We reviewed the reported cases of skeletal muscle metastasis from gastric cancer. To search the literature, we used key words of “gastric cancer (or carcinoma)” and “muscle (or musclar) metastasis (or metastases)”, and found five cases that had metachronous skeletal muscle metastasis without any other organ metastases after curative gastrectomy (Table 1) [2, 7,8,9,10]. In detail, all cases were male, and median age was 60.5 years (range 47–75 years). Median duration between gastrectomy and muscle metastasis was 14 months (range 7–60 months). Four cases had multiple muscle metastases, and the remaining two cases had solitary metastasis. The histologic type was described in four cases, and all of these four cases had undifferentiated adenocarcinoma. The stage of gastric cancer was described in four cases, including three cases of stage IIA and one case of stage IB. These findings suggest that skeletal muscle metastasis without any other organ metastases tend to occur in patients with relatively early stage disease and undifferentiated adenocarcinoma.
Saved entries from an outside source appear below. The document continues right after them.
PR #689, opened 2019-08-16
Remove further tempstorage dependencies.

### LINKED ISSUE #668: Installation of current head does not work for Python 2.7
```
git clone git@github.com:zopefoundation/Zope
virtualenv -p /usr/bin/python2.7 .venv
. .venv/bin/activate
pip install zc.buildout
buildout

Getting distribution for 'pathlib2'.
Got pathlib2 2.3.4.
While:
  Installing scripts.
  Getting distribution for 'pathlib2'.
Error: Picked: pathlib2 = 2.3.4
```

HEAD = 20b366eafc766521b1195d3f3897b8c9b6736427

dwt:
This tries to fix #668 by removing further `tempstorage` dependencies.

I am pretty sure that just removing `tempstorage` from the `[docs]` section of extras require is pretty safe as I can't find any mention of `tempstorage` in the documentation. I am a bit more hesitant about the requirements.rtd.txt - but am pretty sure that this is also not required.

Feedback welcome.

### DIFF
--- a/requirements-rtd.txt
+++ b/requirements-rtd.txt
@@ -1,4 +1,3 @@
 repoze.sphinx.autointerface
 Zope
 ZConfig==3.5.0
-tempstorage
--- a/requirements-rtd.txt
+++ b/requirements-rtd.txt
@@ -1,3 +1,4 @@
 repoze.sphinx.autointerface
 Zope
 ZConfig==3.5.0
+tempstorage
--- a/setup.py
+++ b/setup.py
@@ -131,7 +131,6 @@ setup(
             'Sphinx',
             'sphinx_rtd_theme',
             'repoze.sphinx.autointerface',
-            'tempstorage',
         ],
     },
     entry_points={


jugmac00:
@dataflake introduced both lines with `tempstorage` when he worked on #571 

Maybe it has to do with documenting the options?
https://zope.readthedocs.io/en/latest/operation.html#zope-configuration-reference

I am not very adept with RTD and Sphinx, so I have to pass on this review.

P.S.: buildout finally works for Zope
- though I'd still like to know why the tests, which also use buildout, passed but the manual buildout failed. I'd like to have failing tests in future when there is a problem with buildout.
- the buildout ends with this message

> requirements: Running '/home/jugmac00/Tests/Zope/bin/zopepy util.py'
Unused options for requirements: 'update-command'.

I think this has nothing to do with this pull request, though.

dwt:
I would argue, that the failing build is actually the test here. It tells you that there is a requirement for a package that is installed, which is not version pinned -> thus the build fails. Adding a test that buildout builds fail if a package is used but not version pinned seems to me to be a redundant test of a buildout feature.

dwt:
@jugmac00 Do you have any Idea where in the docs it mentions tempstorage? I couldn't find anything, so it must be without using the actual name - but then again I don't really know the documentation.

d-maurer:
?rekcäH nitraM? wrote at 2019-8-18 22:41 -0700:
>@jugmac00 Do you have any Idea where in the docs it mentions tempstorage? I couldn't find anything, so it must be without using the actual name - but then again I don't really know the documentation.

With Zope2, sessions have been avaialble automatically and used
`tempstorage` by default. Thus, there has been no need to document
`tempstorage` in entry level documentation. I recommend that experts directly
look at source level documentation (especially interfaces) and do not rely
on other documentation (which is often not complete and/or outdated).

requirements-rtd.txt
```diff
@@ -1,4 +1,3 @@
 repoze.sphinx.autointerface
 Zope
 ZConfig==3.5.0
-tempstorage
```
icemac: This is still required as long as the ZConfig schema contains the `tempstorge` declaration.
See https://readthedocs.org/projects/zope/builds/9537827/ for the failed RTD build.

dwt: done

Table 1 Review of the six reported cases of metachronous skeletal muscle metastasis after curative gastrectomy

Among the six reported cases, surgical excision was performed in only one case with solitary muscle metastasis (Table 2). Surgical excision was reported to relieve the pain due to the muscle metastasis [5]. Radiotherapy may also be effective in relieving pain and reduction in the size of metastatic lesions [5]. Chemotherapy is considered as the standard treatment for the muscle metastasis of gastric cancer. Four cases, including the present case, underwent chemotherapy. These included doxorubicin, a combination chemotherapy of 5-fluorouracil, leucovorin, and cisplatin, a combination chemotherapy of S-1 and cisplatin, chemotherapy plus trastuzumab. A phase III trial demonstrated that the overall survival was better in patients with advanced gastric cancer treated with S-1 and cisplatin than with S-1 alone [11]. Based on the results of this trial, the Japanese gastric cancer treatment guidelines recommend a combination of S-1 and cisplatin as the first-line chemotherapy for recurrent gastric cancer [12]. In the present case, the pain had been manageable with an oral analgesic. Therefore, we firstly performed a combination chemotherapy of S-1 and cisplatin, and the present case was the only case that underwent S-1-based chemotherapy among the reported cases.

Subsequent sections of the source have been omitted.